Но Растегин уже не мог далее слушать. Он ударил кулаком по стене и закричал: «Врет, врет, врет, врет!» Сразу голоса притихли, Александр Демьянович постоял еще и со стоном повалился на постель.


– У меня с Раисой условие подписано, что держу я ее до тех пор, пока сам не изменю с другой женщиной. Да-с. А ночное приключение – не что иное, как блажь. Завтра же она сама руки мне целовать будет. Чересчур полна стала, особенно в груди, вот ее идеи разные и одолевают. Сударь мой, мы, старики, вас насквозь видим: сегодня блажь, а завтра слезы. А я к Раисе моей привык и на новые приключения больше не способен. На любовь же смотрю широко и без предрассудков. И вам искренно желаю успеха, но только условие одно, по-китайски, – пообедал и все там прочее оставил у хозяина с собой ничего не унес, поняли? Погостите у меня недельку, и хорошенького понемножку. А Раису я не отпущу ни с кем.

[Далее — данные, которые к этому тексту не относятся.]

PR #445, opened 2015-06-03
[peer] Refactor peer code into its own package

tuxcanfly:
This pull request introduces package peer which contains peer related features
refactored from `peer.go`.

The following is an overview of the features the package provides:

- Provides a basic concurrent safe bitcoin peer for handling bitcoin
    communications via the peer-to-peer protocol
- Full duplex reading and writing of bitcoin protocol messages
- Automatic handling of the initial handshake process including protocol
    version negotiation
- Automatic periodic keep-alive pinging and pong responses
- Asynchronous message queuing of outbound messages with optional
    channel for notification when the message is actually sent
- Inventory message batching and send trickling with known inventory
    detection and avoidance
- Ability to wait for shutdown/disconnect
- Flexible peer configuration
    - Caller is responsible for creating outgoing connections and listening
    for incoming connections so they have flexibility to establish
    connections as they see fit (proxies, etc.)
    - User agent name and version
    - Bitcoin network
    - Service support signalling (full nodes, bloom filters, etc.)
    - Maximum supported protocol version
    - Ability to register callbacks for handling bitcoin protocol messages
- Proper handling of bloom filter related commands when the caller does
    not specify the related flag to signal support
    - Disconnects the peer when the protocol version is high enough
    - Does not invoke the related callbacks for older protocol versions
- Snapshottable peer statistics such as the total number of bytes read
    and written, the remote address, user agent, and negotiated protocol
    version
- Helper functions for pushing `addresses`, `getblocks`, `getheaders`, and
    `reject` messages
    - These could all be sent manually via the standard message output
    function, but the helpers provide additional nice functionality such
    as duplicate filtering and address randomization
- Full documentation with example usage
- Test coverage

In addition to the addition of the new package, `btcd` has been refactored
to make use of the new package by extending the basic peer it provides to
work with the `blockmanager` and `server` to act as a full node.  The
following is a broad overview of the changes to integrate the package:

- The `server` is responsible for all connection management including
    persistent peers and banning
- Callbacks for all messages that are required to implement a full node
    are registered
- Logic necessary to serve data and behave as a full node is now in the
    callback registered with the peer

Finally, the following peer-related things have been improved as a part
of this refactor:

- Don't log or send reject message due to peer disconnects
- Remove trace logs that aren't particularly helpful
- Finish an old TODO to switch the queue `WaitGroup` over to a channel
- Improve various comments and fix some code consistency cases
- Improve a few logging bits
- Implement a most-recently-used nonce tracking for detecting self
[...]

PR #484, opened 2015-08-13
Keep track of recently rejected transactions.

dajohi:
This prevents the node from repeatedly requesting and rejecting the
same transaction as different peers inv the same transaction.

Idea from Bitcoin Core commit 0847d9cb5fcd2fdd5a21bde699944d966cf5add9.

[Review on Reviewable](https://reviewable.io/reviews/btcsuite/btcd/484)

### DIFF
--- a/blockmanager.go
+++ b/blockmanager.go
@@ -6,6 +6,8 @@ package main
 
 import (
 	"container/list"
+	"crypto/rand"
+	"math/big"
 	"net"
 	"os"
 	"path/filepath"
@@ -32,6 +34,18 @@ const (
 	// database type is appended to this value to form the full block
 	// database name.
 	blockDbNamePrefix = "blocks"
+
+	// maxRejectedTxns is the maximum number of rejected transactions
+	// shas to store in memory.
+	maxRejectedTxns = 1000
+
+	// maxRequestedBlocks is the maximum number of requested block
+	// shas to store in memory.
+	maxRequestedBlocks = wire.MaxInvPerMsg
+
+	// maxRequestedTxns is the maximum number of requested transactions
+	// shas to store in memory.
+	maxRequestedTxns = wire.MaxInvPerMsg
 )
 
 // zeroHash is the zero value hash (all zeros).  It is defined as a convenience.
@@ -189,6 +203,7 @@ type blockManager struct {
 	started           int32
 	shutdown          int32
 	blockChain        *blockchain.BlockChain
+	rejectedTxns      map[wire.ShaHash]struct{}
 	requestedTxns     map[wire.ShaHash]struct{}
 	requestedBlocks   map[wire.ShaHash]struct{}
 	progressLogger    *blockProgressLogger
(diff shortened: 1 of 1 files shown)


blockmanager.go
```diff
@@ -1069,6 +1106,40 @@ func (b *blockManager) handleInvMsg(imsg *invMsg) {
 	}
 }
 
+// limitNumRejectedTxns limits the number of rejected transactions by evicting
+// a random rejected transaction if adding a new one would cause it to overflow
+// the max allowed.
+func (b *blockManager) limitNumRejectedTxns() error {
```
davecgh: I'd prefer this be defined above the only function it's called from so it's consistent with the vast majority of the code base.

davecgh:
Other than my comment this looks good.  I'll do some manual testing on it as well.

dajohi:
I will wait on this as I'd like to add limits to requestedTxns and requestedBlocks as well.

dajohi:
I wonder if this should wait til after the #445?

blockmanager.go
```diff
@@ -479,11 +496,20 @@ func (b *blockManager) handleTxMsg(tmsg *txMsg) {
 	// already knows about it and as such we shouldn't have any more
 	// instances of trying to fetch it, or we failed to insert and thus
 	// we'll retry next time we get an inv.
-	txHash := tmsg.tx.Sha()
 	delete(tmsg.peer.requestedTxns, *txHash)
 	delete(b.requestedTxns, *txHash)
 
 	if err != nil {
+		// Do not request this transactions again until a new block
```
wallclockbuilder: We're working with one tx here. Update comment to reflect. ~~transactions~~ transaction.

davecgh:
@dajohi: I know this is waiting on #445 to go in, but would you please address the comments and rebase it on top of 445.  I suspect that one should be going in within a week or so and I'd like to have this one ready.  Thanks!

davecgh:
#445 has been merged.  Please update this accordingly.

dajohi:
rebased.

blockmanager.go
```diff
@@ -1072,6 +1141,40 @@ func (b *blockManager) handleInvMsg(imsg *invMsg) {
...
 }
 
+// limitMap is a helper function for maps that require a maximum limit by
+// evicting a random rejected transaction if adding a new value would cause it
+// to overflow the maximum allowed.
+func (b *blockManager) limitMap(m map[wire.ShaHash]struct{}, limit int) error {
+	if len(m)+1 > limit {
+		// Generate a cryptographically random hash.
+		randHashBytes := make([]byte, wire.HashSize)
+		_, err := rand.Read(randHashBytes)
```
Roasbeef: So, I'm not sure we really need strong _cryptographic_ randomness here. I suspect reading from `/dev/urandom` may become an unnecessary bottleneck when processing transactions. In order to speed up the execution of this function, we may want to instead use a fast PRNG such as [xorshift](https://en.wikipedia.org/wiki/Xorshift). There exists a pure-go implementation, which can be found [here](https://github.com/lazybeaver/xorshift). 

NOTE: I haven't benchmarked this yet, but this is a recommendation based on past experience when optimizing the `SigCache` in #598.

davecgh: Yeah, you have a fair point and I think that's probably a reasonable place to look at for optimizing.

However, given this is really just a refactor of the existing code, I don't suspect it should hold up this PR.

Дыркин и Растегин сидели на лавочке в купальне, оба голые. Над гладкой водой, треща крыльями, стояла большая стрекоза, порой она уносилась вбок и вновь останавливалась, переливаясь золотой пылью вытаращенных глаз… «Ах, Раиса, Раиса», – пробормотал Дыркин. Утреннее солнце припекало, пахло досками и тиной. Растегин, совсем разомлев, глядел на стрекозу. Она для него была гораздо понятнее, чем все разговоры Дыркина, да он их и не слушал и поэтому невпопад спросил, потягиваясь;

– На какую сумму вам по векселям-то завтра надо платить?

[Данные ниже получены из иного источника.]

PR #491, opened 2015-08-26
blockchain: Rework to use new db interface.

davecgh:
**This pull request requires #380**

# NOTE: This pull request requires a full redownload of the chain.

[Review on Reviewable](https://reviewable.io/reviews/btcsuite/btcd/491)

This pull request is the first stage of several that are planned to convert the `blockchain` package into a concurrent safe package that will ultimately allow support for multi-peer download and concurrent chain processing.  The goal is to update `btcd` proper after each step so it can take advantage of the enhancements as they are developed.

In addition to the aforementioned benefit, this staged approach has been chosen since it is absolutely critical to maintain consensus.  Separating the changes into several stages makes it easier for reviewers to logically follow what is happening and therefore helps prevent consensus bugs.  Naturally there are significant automated tests to help prevent consensus issues as well.

The main focus of this stage is to convert the `blockchain` package to use the new database interface and implement the chain-related functionality which it no longer handles while aiming to improve efficiency along the way in various areas by making use of the new database and chain capabilities.

The following is an overview of the chain changes:

- Update to use the new database interface
- Add chain-related functionality that the old database used to handle
  - Main chain structure and state
  - Transaction spend tracking
- Implement a new pruned unspent transaction output (utxo) set
  - Provides efficient direct access to the unspent transaction outputs
  - Uses a domain specific compression algorithm that understands the standard transaction scripts in order to significantly compress them
  - Removes reliance on the transaction index and paves the way toward eventually enabling block pruning
- Modify the New function to accept a `Config` struct instead of inidividual parameters
- Replace the old TxStore type with a new UtxoViewpoint type that makes use of the new pruned utxo set
- Convert code to treat the new UtxoViewpoint as a rolling view that is used between connects and disconnects to improve efficiency
- Make best chain state always set when the chain instance is created
  - Remove now unnecessary logic for dealing with unset best state
- Make all exported functions concurrent safe
  - Currently using a single chain state lock as it provides a straight forward and easy to review path forward however this can be improved with more fine grained locking
- Optimize various cases where full blocks were being loaded when only
  the header is needed to help reduce the I/O load
- Add the ability for callers to get a snapshot of the current best chain stats in a concurrent safe fashion
  - Does not block callers while new blocks are being processed
- Make error messages that reference transaction outputs consistently use `<transaction hash>:<output index>`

Дыркин сильно потер себе волосатые ляжки, опустил на грудь седую голову.

– Тысяч на двадцать пять, – сказал он и, надув желтые сморщенные щеки, выпустил из них воздух.

Тогда Растегин начал торговаться. Дыркин отвечал:

– Нет, не могу, ей-богу не могу меньше. – И вдруг из-под морщинистых век его поползли две слезы. – О чем торгуемся, – сказал он, – я лишь взаймы прошу у вас. Я бедный и хилый старик. А вы бог знает как понимаете мои слова. Я лишь люблю глядеть на чужое счастье, посмотреть в щелочку да послушать, как вздыхают два любовника. А деньги тут ни при чем, нет, ни при чем.

«Фу ты, какой скользкий старикашка, – подумал Растегин, – нет того, чтобы начистоту», – и ударил себя по голым коленкам. Надо бы лезть в воду. Александр Демьянович поднялся первый и стал на краю мостков. Вдруг позади его крякнуло, холодные руки ударили в спину, он полетел в воду, и сейчас же на голову ему свалился Дыркин, визжа, смеясь и захлебываясь. Отбиваясь от него, Растегин крикнул:

– Пустите, вы меня потопите!

Но Дыркин, приговаривая: «Нет, я еще сильный, я еще сильный», – старался засунуть его голову под воду.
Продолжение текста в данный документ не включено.